We have a ginormous amount of cells in our body, something like ten-to-the-fourteenth-power, which is, simply, a lot. About a hundred million million, if my memory of exponential notation is correct. But anyway, all these cells are basically similar. They're all surrounded by a wall to protect all sorts of factories and processing facilities for making protein and keeping everything functioning in top shape. All have nuclei, analagous to the brain of the cell. With the exception of red blood cells, every cell in your body - brain, bone, heart, whatever - every cell has a nucleus, and each nucleus contains DNA, which is the genetic blueprint for the type of creature you are. In humans, such information is encoded in our 46 chromosomes.

However, inside you this very minute, hostile entities much, much smaller than cells are attacking your cells. They're called viruses. They lack that cell wall, and most of the internal structures of your body's cells. What they are, basically, is just a floating piece of DNA wrapped in a protein with a little hook. The DNA is so rudimentary that it is debatable whether they are living or not.
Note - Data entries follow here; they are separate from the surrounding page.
PR #3938, opened 2019-06-28
Add 'connection_source' property in presto query runner

iamhongri:
## What type of PR is this? (check all applicable)

- [ ] Refactor
- [ ] Feature
- [ ] Bug Fix
- [ ] New Query Runner (Data Source)
- [ ] New Alert Destination
- [x] Other

## Description
 - Add 'connection_source' property in presto query runner

PR #3962, opened 2019-07-08
Add an `extras` field for Presto connector

ktmud:

- [x] Feature

## Description

This adds a new "Extras" field for Presto connection, which is simply a JSON string and will be parsed as a dictionary and passed to [PyHive's `presto.connect` API](https://github.com/dropbox/PyHive/blob/6925cd74721cc474a02a6759490b2b4c8bef3831/pyhive/presto.py#L83).

The most useful utilization of this feature is to allow self-assigned SSL certificate. For example, services like [Qubole](https://docs.qubole.com/en/latest/user-guide/presto/connect-to-presto-when-ssl-enabled.html) only allows SSL connection via self-assigned CA certificate. In which case we can then add `requests_kwargs` in the extras:

```json
{"requests_kwargs":  {"verify": "~/qubole.cert"} }
```

We prefer this approach instead of the Qubole connector because Qubole charges you for every API call and the roundtrip from local EMR cluster to Qubole servers is not ideal.

This change also solves the need of adding extra fields for other connection arguments such as `Connection Source` implemented in #3938 .

One can simply set the "Extras" field to:
```json
{"source": "redash"}
```

This is an iteration of #3909. I've added type validation and help text.

Snip20190620_6

Snip20190707_6

### DIFF
--- a/client/app/components/dynamic-form/DynamicForm.jsx
+++ b/client/app/components/dynamic-form/DynamicForm.jsx
@@ -28,7 +28,7 @@ const fieldRules = ({ type, required, minLength }) => {
     jsonRule && {
       type: 'object',
       transform(x) {
-        if (x.trim()) {
+        if (x && x.trim()) {
           try {
             JSON.parse(x);
           } catch {
@@ -93,7 +93,12 @@ class DynamicForm extends React.Component {
   parseValues = (values) => {
     this.props.fields.forEach((field) => {
       if (field.type === 'json' && field.name in values) {
-        values[field.name] = JSON.parse(values[field.name]);
+        try {
+          values[field.name] = JSON.parse(values[field.name]);
+        } catch {
+          // Invalid JSON must be discarded
+          values[field.name] = null;
+        }
       }
     });
     return values;
--- a/client/app/components/dynamic-form/DynamicForm.jsx
+++ b/client/app/components/dynamic-form/DynamicForm.jsx
@@ -7,22 +7,37 @@ import Checkbox from 'antd/lib/checkbox';
 import Button from 'antd/lib/button';
 import Upload from 'antd/lib/upload';
 import Icon from 'antd/lib/icon';
-import { includes, isFunction } from 'lodash';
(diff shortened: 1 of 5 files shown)


ranbena:
Just a quick observation about the json input - since we already have ACE editor bundled (as the query source editor) perhaps leverage it for syntax highlighting?

arikfr:
@ranbena I'm not sure DynamicForm supports it and whether it worth the extra effort.

gabrieldutra:
> @ranbena I'm not sure DynamicForm supports it and whether it worth the extra effort.

It doesn't, though it's actually quite easy to change `TextArea` to `AceEditor` in here. However this will happen:

react-ace-value

As I tried this some time ago:

It seems that the AceEditor changes its value, which conflicts with Antd Form. A way I've just found to handle that is to create a "useless class component" and use it instead (doesn't work with functional :sweat_smile:).

```javascript
class AceTest extends React.Component {
  render() {
    return (<AceEditor {...this.props} />);
  }
}
```

After that would still need to align the validation mark.

HimanshPal:
@arikfr - Adding options one by one is also not suitable option since over time lot of configurations have added or deprecated/removed in Presto, Also the configuration is version dependent. Internally we done similar and so thereby easily able to upgrade presto versions with single change in config on Redash when needed.

ktmud:
@arikfr Airflow and Superset both have something similar to most connection types:
https://superset.incubator.apache.org/installation.html#deeper-sqlalchemy-integration

This is an advanced feature and will be used by advanced users only anyway. They should know what they are doing and how to upgrade. The only way I see this causes backward capability issue was when the `pyhive` API changes and we decide to upgrade it for Redash. In that case, there can always be some kind of upgrade/downgrade script with Alembic.

guidopetri:
@ktmud , thanks for the PR! We've updated a lot of things now that we're Community-driven so - if you're still interested in getting this merged - would you mind rebasing off master to re-run the CI?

What do viruses do? Well, they make you sick. How? A virus uses that protein hook to rip open the wall of a cell in your body and invades, not unlike Visigoths breaching the concrete defenses of a Roman citadel. Then, the virus uses the defending cell's own replicating structures to produce copies of itself. Soon, thousands and thousands of new viral chunks are floating about the cell, and eventually the cell wall bursts, disbursing the little monsters to attack other cells in your body. A full-blown invasion leads to symptoms of illness of some kind.

Why am I telling you this?

Recently, in my search for weirdity across the Internet, I came across the concept of a cognitive virus. A little monster that attacks our thinking, replicates itself inside our thoughts, and eventually produces only copies of itself. The idea is intriguing, and, I have to admit, a little off-putting. I first ran across the idea in a philosophy forum but saw that there were other web sites that bought into the premise. Let me describe it, though with the caveat I'm not sure if there's anything of merit here or whether its pure unadulterated nonsense.
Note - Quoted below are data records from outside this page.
PR #3963, opened 2019-07-08
Migrate Table visualization to React Part 1: Renderer

kravets-levko:

- [x] Refactor

## Description

- [x] Replace `<dynamic-table>` with Ant's `<Table>` component
- [x] Implement custom features:
  - [x] number, date/time, boolean formatting;
  - [x] HTML features (simple formatting, highlight links);
  - [x] Image column;
  - [x] Link column;
  - [x] JSON column;
  - [x] search in data;
  - [x] sort data by column click (multi-column sort);
- [x] Cleanup
- [x] Tests

getredash/redash#3301 (Migrate Visualizations to React -> Table)

Mostly the same as before:

image
image
image
image


kravets-levko:
@arikfr @ranbena @gabrieldutra I still need to create some tests for Table visualization, but this code is ready for review. Also, please someone who had that issue with horizontal scroll - please test it again with new component (I removed that CSS because entire `<dynamic-table>` was replaced, but I may need to restore it if that bug reproduces with Ant's Table as well). Thanks!

arikfr:
image

When the column is very wide the sort indicators are placed far from the column name. Should we place them always next to the text or to the right side of the text?

(cc: @ranbena )

client/app/visualizations/VisualizationRenderer.jsx
```diff
@@ -45,13 +46,26 @@ export function VisualizationRenderer(props) {
 
   const { showFilters, visualization } = props;
   const { Renderer, getOptions } = registeredVisualizations[visualization.type];
-  const options = getOptions(visualization.options, data);
+
+  // Avoid unnecessary updates (which may be expensive or cause issues with
+  // internal state of some visualizations like Table) - compare options deeply
+  // and use saved reference if nothing changed
+  let options = getOptions(visualization.options, data);
```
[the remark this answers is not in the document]
kravets-levko: Particular case - on dashboard page, when auto-height feature is enabled. When auto-height controller updates widget height, it triggers event handled by dashboard controller, which updates all widgets (sets new dimensions) and saves them. As a result, widget object gets updated with a new entire `visualization` field. For widget it looks like something has changed to this visualization, and React completely re-renders entire widget. In most cases it's not an issue (probably except of performance), but when table has a JSON field - you cannot expand it: when you expand JSON, height of the table changes, auto-height widget triggers event (see the rest of this trip above), at the end widget receives a new visualization object and re-renders it - this resets internal state of JSON field component.

One of possible solution was to disable that callback in non-edit mode, but then this problem stays available in editing mode. So I decided to mimic Angular's behavior here: compare options deeply and not by a reference. But there is no way to tell React that "nothing changed - stop updating", so I need to keep previous reference to options and use it when component shouldn't update. It looks a bit tricky, but works perfectly. Maybe, I just had to implement this as a hook :thinking:

kravets-levko:
@arikfr 

> When the column is very wide the sort indicators are placed far from the column name. Should we place them always next to the text or to the right side of the text?

It's default position for sort indicators in Ant (you can see that table looks the same, say, on Query or Dashboard list page). If we gonna change this - probably we should change it everywhere.

gabrieldutra:
> It's default position for sort indicators in Ant (you can see that table looks the same, say, on Query or Dashboard list page). If we gonna change this - probably we should change it everywhere.

It was changed in some recent version of Antd, in #3904 I updated Antd, you can see in [this snapshot](https://percy.io/Redash/redash/builds/2244669/view/145957390/1280?mode=diff&browser=chrome&snapshot=145957390).

kravets-levko:
@gabrieldutra Yeah, I like new ones much more :+1: But anyway, when your PR will be merged - new sort indicators will become available everywhere (and in Table visualization as well).

ranbena:
>someone who had that issue with horizontal scroll - please test it again with new component

Yes it's still an issue:

Screen Shot 2019-07-25 at 10 22 48

client/app/visualizations/VisualizationRenderer.jsx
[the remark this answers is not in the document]
arikfr: While I understand why it happens, I wouldn't expect the widget to resize when you expand a JSON field. It's probably low priority, but I wonder if there is a way to tell it that "stop auto resizing" :grimacing:

I don't think we need to "hide it" in a hook. Let's keep as is + add a link to this conversation in the comment, so we have full reference.

arikfr:
@ranbena when you move the cursor out, does it hide the scrollbar?

arikfr:
@kravets-levko considering that Ant takes care of the indicators in new version, let's keep as is. :+1:

client/app/visualizations/table/renderer.less
```diff
@@ -0,0 +1,53 @@
+.table-visualization-container {
+  .ant-pagination.ant-table-pagination {
+    float: none;
+    display: block;
+    text-align: center;
```
ranbena: Perhaps also add `margin-bottom: 0` so there's no needless spacing in the widget and full screen view.

client/app/visualizations/table/renderer.less
```diff
@@ -0,0 +1,53 @@
...
+        border-radius: @size / 2;
+        background: #c0c0c0;
+        text-align: center;
+        line-height: @size;
+        color: #fff;
+        padding: 0 @size * 1/4;
+        margin: 0 5px 0 0;
+      }
+    }
+  }
```
ranbena: A few differences in table style I noticed:

1. Cell height a pixel higher than original. This causes autoheight calculation to add a needless row ([example](https://redash-preview.netlify.com/dashboard/shared-dashboard)).
This should fix it:
```css
td {
  line-height: 1.4;
}
```
2. Ant table has a bottom border and no top border. I think the original looks better. Should change:
```less
td {
  border-bottom: 0;
  border-top: @the-variable;
}
```
3. The rules in `redash-table.less` should be revised. It's loaded but unused by table viz now.
One thing I'd like to apply is this, so the content aligns with the widget:
https://github.com/getredash/redash/blob/ed8b022e786b994e05a8087b9ae0db3a97e4da57/client/app/assets/less/redash/redash-table.less#L31-L37
4. Having the sort icons constantly visible makes for too much visual noise in widgets and dashboards.
This is my suggestion:
   1. Hidden by default `.ant-table-column-sorter .anticon.off { opacity: 0 }`
   2. Displayed on hover `thead:hover .off { opacity: 1 }`
   <br />
   

   Bonus: Find a way to display the `.off` sibling of the `.on` as well. 

5. The table header cell [in this viz](https://deploy-preview-3963--redash-preview.netlify.com/queries/106#195) for some reason breaks line.

ranbena:
> @ranbena when you move the cursor out, does it hide the scrollbar?

@arikfr usually yes, but after numerous attempts it eventually sticks.

ranbena:
Hold up! This might have been fixed final in Chrome 76 https://bugs.chromium.org/p/chromium/issues/detail?id=914844#c77

client/app/components/json-view-interactive/json-view-interactive.less
```diff
@@ -3,15 +3,15 @@
 @jvi-gutter: 20px;
 @jvi-spacing: 2px;
 
+.jvi-root {
+  display: block;
+  font-family: @font-family-monospace;
+}
```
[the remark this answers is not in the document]
kravets-levko: But without it top-most block will have a different font which is quite noticeable when you expand object/array:
image
image
(ellipsis on a top level looks differently from nested ones; square braces look differently; icon is a bit unaligned because of wrong font)

client/app/visualizations/table/renderer.less
kravets-levko: 1 and 2: should it be an app-wide fix or only for this visualization?
3, 4 - :+1: 
5: Previously headers had `white-space: no-wrap` CSS, but I noticed that it does not look good with long column names (for some column types like Number even 10-15 characters was too long). So I removed this CSS rule. But some columns (line Number, Boolean, etc.) have `width: 1%` - otherwise table will distribute available space accordingly to column's contents, and such columns will take too much space. With `width: 1%` they will be as narrow as possible, but wide enough to show the data. It works perfectly for numbers, booleans, date/time, etc. But It means that browser will wrap headers if needed to make that columns as narrow as possible.

ranbena: > 1 and 2: should it be an app-wide fix or only for this visualization?

Only for viz (tested the change app-wide and it's no good)

> I noticed that it does not look good with long column names (for some column types like Number even 10-15 characters was too long).

Can you show me an example of this?

kravets-levko: https://redash-preview.netlify.com/queries/187/source

I checked old CSS rules, and seems that previously idea was that long column titles should be truncated, but seems it didn't work.I can try to implements this: truncate long titles (show `...`), and add a tooltip with full text. WDYT?

ranbena: That would be perfect

ranbena: Actually, perhaps enable this as a viz setting?
Full text (nowrap) / shortened (ellipsis) / line break (normal).

kravets-levko: Hm, interesting idea :thinking: I'll do it if it will not take too much effort

client/app/components/json-view-interactive/json-view-interactive.less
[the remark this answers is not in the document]
ranbena: Oh. Then I guess we'll have to reapply the normal font onto it?

```css

.jvi-root {
  display: block;
  font-family: @font-family-monospace;
}

.jvi-comment {
  font-family: @font-family;
}
```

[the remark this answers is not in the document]
kravets-levko: :thinking: I'll try and see how it looks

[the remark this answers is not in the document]
arikfr: If this is the only issue left in this PR, how about we address it in a separate PR? 

This feature, awesome as it is, is the least important thing in this PR and releasing this PR sooner means less frustrated people who see partial tables...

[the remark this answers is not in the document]
kravets-levko: @arikfr It's a one-minute fix, so I'll give it a try. I plan to push all other fixes today, and then we can give another look to it and merge :+1:

client/app/visualizations/table/renderer.less
kravets-levko: @ranbena I cannot align tooltip better, but it looks much better as before (at least, it shows ellipsis as intended). I think we can do another iteration on it later:
image
image

About cell height and auto-height calculation: almost always there will be some free space below the table. The only condition when there will be no extra space - if table height + height of widget header and footer will be a multiple of 50 (height of dashboard grid row). And there are no chance to impact on it: if we change line height, for some tables that space will decrease, but at the same time for other tables it will increase. Also, keep in mind that line height depends on font chosen by browser, and for different browsers it will be different. So for now I decided to keep everything as is to avoid adding extra code that will not improve the situation.

client/app/components/json-view-interactive/json-view-interactive.less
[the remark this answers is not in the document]
kravets-levko: It looks better when comment has non-monospace font: 
image

client/app/visualizations/table/renderer.less
kravets-levko: About rules from `redash-table.less`: I restored some rules that were applied to table visualization, but this files cannot be removed ATM because it's used by some other components (visualization editors and also I saw it somewhere in `components` folder IIRC). Also, I decided to keep Ant's table styles (like cell paddings) - I think such things should be applied app-wide (e.g. on Queries/Dashboards list pages).

client/app/visualizations/VisualizationRenderer.jsx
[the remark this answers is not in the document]
kravets-levko: @arikfr 

> I wouldn't expect the widget to resize when you expand a JSON field.

Here is an example: https://redash-preview.netlify.com/dashboard/test3 IMHO it's quite natural that table (and widget) change its height when you expand JSON field. Anyway, I'm open to discussion.

client/app/visualizations/table/renderer.less
```diff
@@ -0,0 +1,101 @@
...
+
+        .ant-input-suffix .anticon {
+          cursor: auto;
+        }
+      }
+
+      .table-visualization-heading {
+        display: inline-block;
+        white-space: nowrap;
+        position: absolute;
```
ranbena: This means that the column would always be as wide as it's content - never it's title and imho it makes the th ellipsised too frequently.

I was thinking of simply giving it a max-width. Sth like:
```less
.table-visualization-heading {
  // nothing

  span {
    display: inline-block;
    max-width: 100%;
    vertical-align: middle;
  }
}

.ant-table-column-sorter {
  right: -3px;
}
.ant-table-column-has-sorters {
  padding-right: 12px !important;
}
```

### Before (lots of ellipsis):

Screen Shot 2019-07-31 at 7 45 11

### After (not as much):

Screen Shot 2019-07-31 at 7 44 21


Wdyt?

client/app/visualizations/table/renderer.less
ranbena: > if we change line height, for some tables that space will decrease, but at the same time for other tables it will increase.

> Also, keep in mind that line height depends on font chosen by browser, and for different browsers it will be different.

All true. My reasoning is to just keep it the same as before, so autoheight widgets don't become larger and mess up ppl's dashboard alignments.

client/app/visualizations/table/renderer.less
kravets-levko: Yeah, it's way much better:
image

ranbena:
@kravets-levko perhaps upgrade Ant so the new table header design kicks in?

ranbena:
> Hold up! This might have been fixed finally for Chrome 76 https://bugs.chromium.org/p/chromium/issues/detail?id=914844#c77

Just upgraded and can't repro bug 👍

ranbena:
> Just upgraded and can't repro bug 👍

Nope, I just did 👎

kravets-levko:
> perhaps upgrade Ant so the new table header design kicks in?

Already doing (need to resolve conflicts as well).

>> Just upgraded and can't repro bug :+1:

> Nope, I just did :-1:

You reproduced the bug in Chrome 76?

ranbena:
> You reproduced the bug in Chrome 76?

Yes but I just realized I got v76.0.3809 and the fix is on v76.0.3901..

kravets-levko:
@ranbena 
image

P.S. Ant's Table is a bit stupid: it has built-in sorting feature, which supports single-column sort. It's also possible to disable it (`sorter: true` and then set `sortOrder` per column where needed) - table will just show sorter icons and will not actually sort data. But it does not allow to display sort order on multiple columns - always only one column can have active (blue) arrow, others will be ignored :man_facepalming:

client/app/visualizations/table/renderer.less
```diff
@@ -42,11 +42,14 @@
         opacity: 0;
       }
 
-      &:hover .anticon.off {
+      &:hover .anticon.off,
+      .table-visualization-column-is-sorted .anticon.off {
```
ranbena: 👍

kravets-levko:
@ranbena 

> Regarding the cell height, I prefer the original 33px only for the sake of backwards compatibility, if you think it's important.

I'm not sure it's so important. Auto-height feature exists to deal with variable-height tables, and it may mess up dashboard layout any time (not only after CSS changes, but also after re-running query, changing visualization options, etc.). Considering this, I prefer to not override `line-height` for the visualization.

1. Totally agree. What could be a better value for this - how do you think? I think 200px should be more than enough, but who knows :thinking: 
2. I think it's better to create an issue (you can even assign it to me, or label as "Help wanted").

ranbena:
> 1. Totally agree. What could be a better value for this - how do you think? I think 200px should be more than enough, but who knows 🤔

200 is better than 100 in this case 👍 and having the setting later will make sure everyone's happy.

> 2. I think it's better to create an issue (you can even assign it to me, or label as "Help wanted").

Will do.

kravets-levko:
@arikfr @gabrieldutra If everyone is happy with this PR - I'll merge it

arikfr:
:+1:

This anonymous person's manifesto was about something called the Platonic Truth Virus. It's simply this: Plato's insistence on an objective truth has tainted philosophy for the past 2,500 years. Since hundreds of philosophers over the centuries have placed Plato and his student, Aristotle, in a position of reverance and honor, our systematic thinking has been tainted by deference to the two ancient Greek thinkers. The Church alone, in Aquinas' synthesis of Aristotelian doctrine with Church teaching, is one of the biggest infected bodies of this cognitive virus. The author of this piece, without giving any supporting information, claims (somewhat hysterically, I believe) that the virus is responsible for 26 million deaths this century alone.

I have intense difficulty disbelieving an objective truth. Something must be true; indeed, even if you hold a philosophy that there-is-no-Truth you're holding that up as Truth. It's a very dicey problem, one that a small part of me think's really isn't a problem and another small part thinks there's something worth investigating there. However, as far as the Platonic Truth Virus goes, the idea in itself intrigues me, but I think it needs to be applied to an area other than truth. Or perhaps I need to read from someone different just what the essence of this idea really is. The temptation is that you can claim anyone who doesn't believe what you believe is succumbing to the virus, and that's the impression I got perusing the original forum entries. Still, I'll keep the concept in the back of my mind, terribly infected by the little monsters as it may be ...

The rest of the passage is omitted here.